API Portal Horizontal Scaling - containers not starting on docker swarm additional nodes.
search cancel

API Portal Horizontal Scaling - containers not starting on docker swarm additional nodes.

book

Article ID: 277672

calendar_today

Updated On:

Products

CA API Developer Portal

Issue/Introduction

Using latest portal ova appliance (Debian) and portal version 5.2.2. Developer portal is deployed on first node and containers start fine.

Once second manager node is added in the docker swarm cluster without portal labels the node is added as a manager the coordinator, dispatcher and zookeeper container start successfully on the second node. 

Once the additional node is updated with the "portal=true" and "portal.persist=true" labels the ingress container on this node never starts and  Kafka is also being attempted to be started on this node but it never succeed.

https://techdocs.broadcom.com/us/en/ca-enterprise-software/layer7-api-management/api-developer-portal/5-2/install-configure-and-upgrade/install-portal-on-docker-swarm/scale-api-portal/horizontal-scaling.html

It looks the pods cannot communicate reliable between the two docker swarm nodes using the swarm networks.

Environment

Portal 5.2.x on Debian ova 

Cause

The problem is caused by a combination of Linux kernel version with certain versions of VMware which is causing intermittent network issue with the docker swarm created networks.

Known issues with VMware (portainer.io)

Resolution

The following solutions can be used to workaround this issue .

Turning off tx-checksum-ip-generic on the ssg_eth0 interface of the appliances.

sudo ethtool -K ssg_eth0 tx-checksum-ip-generic off

turning off tx-checksum-ip-generic to off does not persist on reboot. 

In order for this to persist add the below line in /etc/network/interfaces

post-up /sbin/ethtool -K ssg_eth0 tx-checksum-ip-generic off

or create the Docker Swarm with a different data path port than the default and update the firewall to allow this port .
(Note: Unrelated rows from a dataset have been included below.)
PR #342, opened 2020-04-10
cluster_info: display host status in cluster info page

Deardrops:
Preview:
Screenshot_2020-04-14 TiDB Dashboard

image

image


pkg/apiserver/clusterinfo/host.go
```diff
@@ -0,0 +1,384 @@
...
+}
+
+type PartitionMap map[string]Partition
+
+func queryPartition(db *gorm.DB, instance Instance) (PartitionMap, error) {
+	sql := fmt.Sprintf("select DEVICE_NAME, NAME, VALUE from INFORMATION_SCHEMA.CLUSTER_HARDWARE where type = '%s' and instance = '%s' and device_type = 'disk';",
+		instance.ServerType,
+		instance.Address,
+	)
+	rows, err := querySQL(db, sql)
```
breeswish, line 276: Your life will be easier if you use gorm as a ORM: https://gorm.io/docs/sql_builder.html#Run-Raw-SQL

ui/src/apps/clusterInfo/components/HostTable.js
```diff
@@ -0,0 +1,218 @@
+import client from '@pingcap-incubator/dashboard_client'
+import { CardTable } from '@pingcap-incubator/dashboard_components'
+import { Progress, Tooltip } from 'antd'
+import byteSize from 'byte-size'
+import React, { useEffect, useState } from 'react'
+import { useTranslation } from 'react-i18next'
+
+function useDataSource() {
```
breeswish, line 8: you can use `useClientRequest`

ui/src/apps/clusterInfo/components/HostTable.js
```diff
@@ -0,0 +1,222 @@
...
+          const used = total - free
+          const usedPercent = (used / total).toFixed(3)
+          const title = (
+            <div>
+              Used: {byteSizeToStr(used, 1)} ({toPercentStr(usedPercent)})
+            </div>
+          )
+          return (
+            <Tooltip title={title} key={i}>
+              <Progress
```
breeswish, line 203: You can use the new `Bar` component.

ui/src/apps/clusterInfo/components/InstanceTable.js
```diff
@@ -0,0 +1,227 @@
...
+  return async (node) => {
+    await client
+      .getInstance()
+      .topologyTidbAddressDelete(`${node.ip}:${node.port}`)
+    updateData()
+  }
+}
+
+function useClusterNodeDataSource() {
+  const [isLoading, setIsLoading] = useState(true)
```
breeswish, line 104: do you mind changing this to use `useClientRequest` by hand?

pkg/apiserver/clusterinfo/host.go
```diff
@@ -0,0 +1,354 @@
...
+
+	return m, nil
+}
+
+type PartitionMap map[string]Partition
+
+func queryPartition(db *gorm.DB, instance Instance) (PartitionMap, error) {
+	var m = make(PartitionMap)
+
+	sql := fmt.Sprintf("select DEVICE_NAME, NAME, VALUE from INFORMATION_SCHEMA.CLUSTER_HARDWARE where type = '%s' and instance = '%s' and device_type = 'disk';",
```
breeswish, line 283: this should use placeholders (`?`) to avoid SQL injection

pkg/apiserver/clusterinfo/host.go
```diff
@@ -0,0 +1,354 @@
...
+			targetDisk = disk
+		}
+	}
+
+	return targetDisk
+}
+
+type HostMap map[string][]Instance
+
+func loadHosts(db *gorm.DB) (HostMap, error) {
```
breeswish, line 138: There may be problems if you load instances from TiDB instead of using our own cluster info interface, that closed TiDB is not in the list.

pkg/apiserver/clusterinfo/host.go
```diff
@@ -0,0 +1,354 @@
...
+		if instances, ok := hostMap[ip]; ok {
+			list = instances
+		}
+
+		list = append(list, Instance{
+			Address:    instance,
+			ServerType: serverType,
+		})
+		hostMap[ip] = list
+	}
```
breeswish, line 164: Maybe we should load this table once, then parse it? Otherwise I guess full hardware info is loaded multiple times.

```go
type clusterInfoTableModel struct {
    Type ...
    Instance ...
    DeviceType ...
    DeviceName ...
    Name ...
    Value ...
}

var records []clusterInfoTableModel

db.Table('INFORMATION_SCHEMA.CLUSTER_INFO').Find(&records)

for ... {
    switch rec.DeviceType {
        ....
    }
}
```

pkg/apiserver/clusterinfo/host.go
```diff
@@ -0,0 +1,381 @@
...
+	return memoryMap, cpuMap, nil
+}
+
+func saveMemory(row ClusterTableModel, m *MemoryMap) {
+	ip := parseIP(row.Instance)
+
+	memory, ok := (*m)[ip]
+	if !ok {
+		memory = &Memory{}
```
breeswish, line 233: A small optimization:

```golang
memory, ok := (*m)[ip]
if !ok {
    memory = &Memory{}
    (*m)[ip] = memory
}   
```

No need to re-assign `(*m)[ip] = memory` when entry exists.

pkg/apiserver/clusterinfo/service.go
```diff
@@ -140,3 +153,85 @@ func (s *Service) topologyGetAlertCount(c *gin.Context) {
...
+// @Summary Get all host information in the cluster
+// @Description Get information about host in the cluster
+// @Produce json
+// @Success 200 {array} HostInfo
+// @Router /host/all [get]
+// @Security JwtAuth
+// @Failure 401 {object} utils.APIError "Unauthorized failure"
+func (s *Service) hostHandler(c *gin.Context) {
+	db := utils.GetTiDBConnection(c)
+	db.LogMode(true)
```
breeswish, line 166: Maybe need to remove

pkg/apiserver/clusterinfo/service.go
```diff
@@ -140,3 +153,85 @@ func (s *Service) topologyGetAlertCount(c *gin.Context) {
...
+		infos, err = GetAllHostInfo(db)
+	}()
+	wg.Wait()
+
+	if err != nil {
+		_ = c.Error(err)
+		return
+	}
+
+	AllHosts := loadHostsFromClusterInfo(clusterInfo)
```
breeswish, line 201: allHosts

pkg/apiserver/clusterinfo/service.go
```diff
@@ -140,3 +153,85 @@ func (s *Service) topologyGetAlertCount(c *gin.Context) {
...
+		infos = append(infos, HostInfo{
+			IP:          host,
+			Unavailable: true,
+		})
+	}
+
+	c.JSON(http.StatusOK, infos)
+}
+
+func loadHostsFromClusterInfo(info ClusterInfo) []string {
```
breeswish, line 219: this is actually loadUnavailableHosts

pkg/apiserver/clusterinfo/service.go
```diff
@@ -140,3 +153,85 @@ func (s *Service) topologyGetAlertCount(c *gin.Context) {
...
+	var allNodes []string
+	for _, node := range info.TiDB.Nodes {
+		if node.Status != clusterinfo.ComponentStatusUp {
+			allNodes = append(allNodes, node.IP)
+		}
+	}
+	for _, node := range info.TiKV.Nodes {
+		if node.Status != clusterinfo.ComponentStatusUp {
```
breeswish, line 227: for TiKV, offline and tomestone states are also accessible

pkg/apiserver/clusterinfo/host.go
```diff
@@ -0,0 +1,381 @@
...
+}
+
+func splitPath(path string) []string {
+	if path == "" {
+		return []string{}
+	}
+	return strings.Split(path, string(filepath.Separator))
+}
+
+func inferPartition(dataDir string, diskMap PartitionMap) Partition {
```
breeswish, line 123: can we simply use prefix check? The longest prefix should be the match one

ui/lib/apps/ClusterInfo/translations/en.yaml
```diff
@@ -20,5 +20,17 @@ cluster_info:
...
+      columns:
+        ip: Address
+        cpu: CPU
+        cpu_usage: CPU Usage
+        memory: Memory
+        memory_usage: Memory Usage
+        deploy: Disk
+        disk_size: Disk Size
+        disk_usage: Disk Usage
+      instanceUnavailable: Instance on the host is unavailable
```
breeswish, line 34: Host information is unknown due to instance unreachable

ui/lib/apps/ClusterInfo/translations/zh-CN.yaml
```diff
@@ -20,5 +20,17 @@ cluster_info:
...
+      columns:
+        ip: 机器地址
+        cpu: CPU
+        cpu_usage: CPU 使用率
+        memory: 物理内存
+        memory_usage: 内存使用率
+        deploy: 部署磁盘
+        disk_size: 磁盘容量
+        disk_usage: 磁盘使用率
+      instanceUnavailable: 这个节点上的实例不可用
```
breeswish, line 34: 获取该主机信息失败：无法访问实例

ui/lib/apps/ClusterInfo/translations/zh-CN.yaml
```diff
@@ -20,5 +20,17 @@ cluster_info:
         offline: 下线中
         unknown: 未知
         unreachable: 无法访问
+    host_table:
+      title: 节点
```
breeswish, line 24: 主机

ui/lib/apps/ClusterInfo/translations/zh-CN.yaml
```diff
@@ -20,5 +20,17 @@ cluster_info:
...
+      columns:
+        ip: 机器地址
```
breeswish, line 26: 主机地址

ui/lib/apps/ClusterInfo/components/HostTable.js
```diff
@@ -0,0 +1,219 @@
...
+      maxWidth: 150,
+      isResizable: true,
+      isCollapsible: true,
+      onRender: ({ ip, unavailable }) => {
+        if (unavailable) {
+          return (
+            <Tooltip
+              title={t('cluster_info.list.host_table.instanceUnavailable')}
+            >
+              <Text type="warning">{ip}</Text>
```
breeswish, line 38: `<Text type="warning"><WarningOutlined /> {ip}</Text>`

ui/lib/apps/ClusterInfo/components/HostTable.js
```diff
@@ -0,0 +1,219 @@
...
+          <>
+            <div>User: {getValueFormat('percentunit')(user)}</div>
+            <div>System: {getValueFormat('percentunit')(system)}</div>
+          </>
+        )
+        return (
+          <Tooltip title={title}>
+            <Bar
+              value={[user, system]}
+              colors={['#667cff', '#ff4d4f']}
```
breeswish, line 78: Avoid hard code colors. https://ant.design/docs/spec/colors#header
Also you can write `[null, '...']` so that the first segment uses default color

ui/lib/components/Bar/Bar.module.less
```diff
@@ -12,6 +12,7 @@
   flex-direction: row;
   align-items: center;
   min-height: 1em;
+  height: 100%;
```
breeswish, line 15: This might be a breaking change, since `height: 100%` varies depends on its parent container. Do we really need this style rule?

pkg/apiserver/clusterinfo/host.go
Deardrops: These two methods are same. I'd prefer this method.

breeswish: I'm worried about the correctness. For example, what's the purpose of `filepath.Rel(disk.Path, dataDir)` considering that `dataDir` may not be a directory inside `disk.Path`?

The portal.sh script will create the swarm with the default config , update the following section to set another data port 

NODE=$(docker node ls -q 2> /dev/null || true)
if [[ -z $NODE ]]; then
        docker swarm init > /dev/null
fi

You can change this to for example :

NODE=$(docker node ls -q 2> /dev/null || true)
if [[ -z $NODE ]]; then
        docker swarm init --data-path-port=38888> /dev/null
fi

remove the portal stack and redeploy the docker swarm nodes.